Entries supplied:
PR #3660, opened 2026-05-21
feat(data-model): add cloneForIsolation for snapshot-style isolation cloning

danfuzz:
## Summary

Adds `cloneForIsolation()` to `@commonfabric/data-model` as a sibling to `cloneIfNecessary` and `cloneForMutation`. Its job is snapshot-style isolation cloning: produce a copy that's independent of source mutation, while preserving the identity of already-deep-frozen subtrees by reference.

```ts
export function cloneForIsolation<T extends FabricValue>(value: T): T;
```

Dispatch:

- Primitives and `FabricPrimitive` instances → returned as-is.
- Already-deep-frozen values (per `isDeepFrozen`) → returned by identity at every level of the recursion. This is the perf optimization the simpler `cloneIfNecessary(_, { frozen: false })` doesn't have (it `force: true`s a full deep clone, allocating new identities even for unchanged subtrees).
- `FabricInstance` → deep-cloned via `.deepClone(false)` (whose own semantics govern any nested values inside the wrapper).
- Plain objects and arrays → deep-cloned recursively, with cycle detection.
- Any other class instance is a `FabricValue` type violation upstream; the function **throws**.

Result mutability is intentionally "mixed": the returned tree is mutable along any path that wasn't already deep-frozen in the input; deep-frozen subtrees inside the result remain frozen by reference. Callers that need a uniformly mutable result should use `cloneIfNecessary(value, { frozen: false })` instead.

## Why

The v2-transaction storage layer has a local helper `isolateTransactionValue` with isomorphic semantics, but with two issues this new helper fixes:

1. **`FabricInstance` punt (bug):** the existing helper returns any non-plain-prototype value as-is — including mutable `FabricInstance` instances. That breaks isolation: the caller and the function share the same reference. `cloneForIsolation` delegates to the `FabricInstance` clone protocol like `cloneIfNecessary` already does.

2. **Silent type-violation:** the existing helper also returns non-`FabricValue` class instances (e.g. a stray `Date`) as-is rather than surfacing the upstream type bug. `cloneForIsolation` throws.

The runner-side swap (replace `isolateTransactionValue` with `cloneForIsolation`) lands as a follow-up PR — this PR is the data-model-only prerequisite.

## Test coverage

`packages/data-model/test/clone-for-isolation.test.ts` contributes 44 steps across:

- Primitives + `FabricPrimitive` (immutable-by-construction identity).
- Deep-frozen identity preservation (whole-input + per-subtree, including mixed-frozenness trees).
- Mutable input cloning (plain objects, arrays, null-prototype objects, sparse arrays, diamond references, direct cycles).
- `FabricInstance` handling (deep-frozen-identity, mutable rebuild, nested-in-parent).
- Type-violation throws (`Date`, `Map` as stand-ins for any non-`FabricValue`).

Parameterized across both legacy and modern data-model flag states.

## Test plan

- [x] `deno task test` in `@commonfabric/data-model` — 47 tests / 1757 steps pass.
- [ ] CI green.

---
## Summary by cubic
Adds `cloneForIsolation()` to `@commonfabric/data-model` for snapshot-style isolation cloning that shares already deep-frozen subtrees and correctly clones `FabricInstance` values. This sets up replacing the runner’s `isolateTransactionValue` in a follow-up.

- **New Features**
  - New API: `cloneForIsolation<T extends FabricValue>(value: T): T`.
  - Primitives and `FabricPrimitive` are returned as-is; deep-frozen subtrees are returned by identity; plain objects/arrays are deep-cloned with cycle/shared-ref preservation.
  - `FabricInstance` values are cloned via `.deepClone(false)` to avoid reference sharing.
  - Throws on non-`FabricValue` class instances (e.g., `Date`, `Map`).

<sup>Written for commit ec431a80dc7278ea94e04b80c30437d7ed2468e5. Summary will update on new commits. <a href="https://cubic.dev/pr/commontoolsinc/labs/pull/3660?utm_source=github">Review in cubic</a></sup>

### DIFF
--- a/packages/data-model/fabric-value.ts
+++ b/packages/data-model/fabric-value.ts
@@ -18,6 +18,7 @@ export {
 } from "./interface.ts";
 
 export {
+  cloneForIsolation,
   cloneForMutation,
   CloneForMutationError,
   type CloneForMutationErrorKind,
--- a/packages/data-model/test/clone-for-isolation.test.ts
+++ b/packages/data-model/test/clone-for-isolation.test.ts
@@ -1,0 +1,246 @@
+import { afterEach, beforeEach, describe, it } from "@std/testing/bdd";
+import { expect } from "@std/expect";
+import {
+  cloneForIsolation,
+  resetDataModelConfig,
+  setDataModelConfig,
+} from "../fabric-value.ts";
+import type { FabricValue } from "../fabric-value.ts";
+import { deepFreeze, isDeepFrozen } from "../deep-freeze.ts";
+import { FabricBytes } from "../fabric-bytes.ts";
+import { FabricEpochNsec } from "../fabric-epoch.ts";
+import { FabricError } from "../fabric-native-instances.ts";
+
+// ============================================================================
+// `cloneForIsolation` tests
+// ============================================================================
+//
+// Parameterized across both legacy and modern data-model flag states to keep
+// the contract durable under either flag setting.
+
+describe("cloneForIsolation", () => {
+  afterEach(() => {
+    resetDataModelConfig();
+  });
+
+  for (const modernMode of [false, true]) {
+    const label = modernMode ? "modern" : "legacy";
+
+    describe(`(${label} path)`, () => {
+      beforeEach(() => setDataModelConfig(modernMode));
+
+      // ----------------------------------------------------------------------
+      // Primitives and FabricPrimitive
+      // ----------------------------------------------------------------------
+
+      describe("primitives & FabricPrimitive", () => {
+        it("returns JS primitives unchanged", () => {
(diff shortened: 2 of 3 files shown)


danfuzz:
Closing in favor of the simpler approach: `isolateTransactionValue(value)` at v2-transaction's 8 call sites can be replaced directly with `cloneIfNecessary(value)` (defaults: `frozen: true`), since every caller either deepFreezes the result immediately, stores it as a frozen leaf in storage, or records it as an immutable snapshot. No `cloneForIsolation` needed -- it was solving a problem none of the callers actually have. Follow-up PR coming.

PR #4906, opened 2026-07-22
fix(runner): restore Error.isError across SES lockdown

danfuzz:
## The gap

SES's error taming rebuilds the `Error` constructor from scratch rather than patching the original, copying forward only `length`, `prototype`, and the V8 stack surface (`stackTraceLimit`, `prepareStackTrace`, `captureStackTrace`). `Error.isError` is not among them, so `lockdown()` left the **whole realm** without it — host code included, not just compartments.

Silent until something calls it, at which point it throws `TypeError: Error.isError is not a function`. Which is exactly how it surfaced: data-model's `tagFromNativeValue` reaches for `Error.isError` to classify values whose constructor is unreachable (severed prototype, another realm), and the throw took pattern setup down with it.

**No `ses` release fixes this.** Verified through 2.2.0 and master: `tame-error-constructor.js` never copies the method. `permits.js` *does* list `isError` under `%InitialError%`/`%SharedError%`, but a permit only lets a property survive — it never adds one. A version bump is a dead end.

## The fix

`lockdown(options)` is exactly `repairIntrinsics(options)` followed by `hardenIntrinsics()`, and ses exposes both phases as globals. Between them the error constructors exist and are still extensible — the only seam where both are true. So:

```
sanitizeLocaleMethods();   // existing vetted shim
repairIntrinsics(options);
restoreErrorIsError();     // new vetted shim
hardenIntrinsics();
```

We restore the **genuine intrinsic**, captured at module evaluation before any lockdown. It's a pure predicate over the `[[ErrorData]]` internal slot: no powers to withhold, no realm affinity, and correct for the tamed constructors' instances because those are still built from the original `Error`. That's also why it beats an `instanceof` polyfill — a compartment's `Error` is not the host's, so only the slot test answers correctly for an error handed across the boundary.

Two details worth knowing:

- **Two constructors, not one.** Repair mints `%InitialError%` for the host realm and a powerless `%SharedError%` for compartments. Patching only the global left compartments broken; the shared one isn't a global, it's `Error.prototype.constructor`.
- **`globalThis.hardenIntrinsics` is deleted afterwards.** The phase call reveals it and `lockdown()` never does, so dropping it keeps the host realm's global surface differing from the one-call form only by the restored method. It's spent either way, but leaving it would let host code re-enter the harden pass.

## Verification

- New `error-taming.test.ts`: host realm (presence, semantics incl. `Error.prototype` -> `false`, hardened descriptor), compartments (own constructor, own errors, **host error across the boundary**), plus a cross-package guard that `tagFromNativeValue` classifies a constructor-less error post-lockdown — the caller this shim exists for.
- **Guard discipline:** commenting out the single `restoreErrorIsError()` call fails all 8 assertions; restoring it passes. The test cannot go vacuous.
- Compartment global surface confirmed unchanged (`repairIntrinsics`/`hardenIntrinsics` invisible inside; `lockdown`/`harden` as before).
- Runner suite **1000 passed / 0 failed**. `deno fmt --check`, `deno lint`, `deno check` clean. `deno task check-docs`: 519 blocks pass.

## Docs

`docs/specs/sandboxing/SES_SANDBOXING_SPEC.md` §5.1 updated — it showed the one-call `lockdown()` and named only the locale shim.

## Follow-on, not in this PR

data-model's `tagFromNativeValue` checks `Error.isError` *before* `instanceof FabricInstance`. This PR makes that ordering harmless, but reordering so known types classify first is arguably correct on its own merits and independent of SES. Queued, not built.

https://claude.ai/code/session_01PJLpGQpmCdPQCcF4M2inS8

---
## Summary by cubic
Restores `Error.isError` across `ses` lockdown to prevent TypeErrors and keep cross‑realm error checks working (e.g., data‑model’s `tagFromNativeValue`). Installs the original intrinsic between `repairIntrinsics()` and `hardenIntrinsics()` so both host and compartment constructors expose it.

- **Bug Fixes**
  - Add `restoreErrorIsError()` shim using the pre‑lockdown function; patches `%InitialError%` and `%SharedError%`.
  - Switch to two‑phase lockdown: `sanitizeLocaleMethods()` → `repairIntrinsics(options)` → `restoreErrorIsError()` → `hardenIntrinsics()`, then delete `globalThis.hardenIntrinsics`.
  - Drop unreachable shim branches and assert `hardenIntrinsics` (revealed by repair); remove `%InitialError%`/`%SharedError%` dedupe.
  - Tests cover host, compartment, cross‑realm behavior, hardened descriptor, and the no‑install path when given a non‑function; docs updated with the sequence and rationale.

<sup>Written for commit 9addf1890b0cdd726acc1603c61cbf5390825e21. Summary will update on new commits.</sup>

<a href="https://cubic.dev/pr/commontoolsinc/labs/pull/4906?utm_source=github" target="_blank" rel="noopener noreferrer" data-no-image-dialog="true"><picture><source media="(prefers-color-scheme: dark)" srcset="https://www.cubic.dev/buttons/review-in-cubic-dark.svg"><source media="(prefers-color-scheme: light)" srcset="https://www.cubic.dev/buttons/review-in-cubic-light.svg">Review in cubic</picture></a>

### DIFF
--- a/docs/specs/sandboxing/SES_SANDBOXING_SPEC.md
+++ b/docs/specs/sandboxing/SES_SANDBOXING_SPEC.md
@@ -722,17 +722,36 @@ Lockdown options are derived from `debug`:
 
 ```typescript
 // Shown for illustration only.
-lockdown({
+const options = {
   errorTaming: debug ? "unsafe" : "safe",
   stackFiltering: debug ? "verbose" : "concise",
   overrideTaming: "severe",
   consoleTaming: "unsafe",
   localeTaming: "unsafe", // paired with the pre-lockdown locale sanitizer
-});
+};
+
+sanitizeLocaleMethods(); // vetted shim; before the intrinsics freeze
+repairIntrinsics(options);
+restoreErrorIsError(); // vetted shim; only this seam has both constructors
+hardenIntrinsics();
 ```
 
 Notes:
 
+- `lockdown(options)` is exactly `repairIntrinsics(options)` followed by
+  `hardenIntrinsics()`. The runtime spells out the two phases because the
+  `Error.isError` shim has nowhere else to run: SES's error taming rebuilds the
+  `Error` constructor and copies forward only `length`, `prototype` and the V8
+  stack surface, so the method exists neither before the repair (the
+  constructors are not minted yet) nor after the harden (they are frozen). Every
+  `ses` release through 2.2.0 drops it, and `permits.js` listing `isError` does
+  not help — a permit lets a property survive, it never adds one. Two
+  constructors need the restoration, not one: `%InitialError%` for the host
+  realm and `%SharedError%` for compartments, the latter reachable only as
+  `Error.prototype.constructor`. See
+  `packages/runner/src/sandbox/error-taming.ts`. The phase call reveals
+  `globalThis.hardenIntrinsics`, which the runtime deletes afterwards so the
+  host realm's global surface matches the one-call form.
 - `overrideTaming: "severe"` remains the compatibility default.
 - `localeTaming: "unsafe"` is load-bearing only together with the pre-lockdown
   vetted shim in `packages/runner/src/sandbox/locale-taming.ts`, which replaces
--- a/packages/runner/src/sandbox/error-taming.ts
+++ b/packages/runner/src/sandbox/error-taming.ts
@@ -44,26 +44,32 @@ const FERAL_IS_ERROR: unknown = (Error as { isError?: unknown }).isError;
 
 /**
  * Reinstall `Error.isError` on both post-repair error constructors. Must be
- * called after `repairIntrinsics()` and before `hardenIntrinsics()`; a no-op
- * on a runtime whose `Error` never had the method.
+ * called after `repairIntrinsics()` and before `hardenIntrinsics()`.
+ *
+ * Installs nothing unless handed a function, which is how a runtime whose
+ * `Error` never had the method declines: `FERAL_IS_ERROR` is `undefined` there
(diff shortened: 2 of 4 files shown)


seefeldb (approved):

mathpirate:
One additional acceptance case for the queued `tagFromNativeValue` follow-up: this shim deliberately installs nothing when the original runtime lacks `Error.isError`, but `tagFromNativeValue()` currently calls `Error.isError(value)` unconditionally whenever constructor-based classification returns `null`.

Thus an older browser without the intrinsic still throws `TypeError` in that path—the SES shim correctly declines to invent a cross-realm predicate, but the caller does not degrade gracefully when none exists.

I think the follow-up should combine the ordering change already noted here with feature detection:

```ts
if (value instanceof FabricInstance) {
  return NATIVE_TAGS.FabricInstance;
}

if (
  typeof Error.isError === "function" &&
  Error.isError(value)
) {
  return NATIVE_TAGS.Error;
}
```

The exact ordering of the remaining fallbacks is a separate choice, but the useful contract would be:

- known Fabric values never depend on optional host functionality;
- supported engines retain the genuine cross-realm error test;
- engines without `Error.isError` may fail to recognize some cross-realm errors, but classification does not crash.

This is not a problem with the merged restoration on supported runtimes; it is a small resilience gap exposed by the intentionally tested “no intrinsic to restore” branch.

danfuzz:
TBQH I think we can — or at least _should_ — be able to count on `Error.isError()` to be available everywhere we run. It's been widely available (with a minor asterisk for a Safari case that I don't think matters in this context) for over a year.

mathpirate:
Seems very reasonable to me.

Problem: The entries above hold the needed span. Transcribe exactly the lines from the one with "fix(runner): restore Error.isError" to the one with "not just compartments.", both included.

Task response:
fix(runner): restore Error.isError across SES lockdown

danfuzz:
## The gap

SES's error taming rebuilds the `Error` constructor from scratch rather than patching the original, copying forward only `length`, `prototype`, and the V8 stack surface (`stackTraceLimit`, `prepareStackTrace`, `captureStackTrace`). `Error.isError` is not among them, so `lockdown()` left the **whole realm** without it — host code included, not just compartments.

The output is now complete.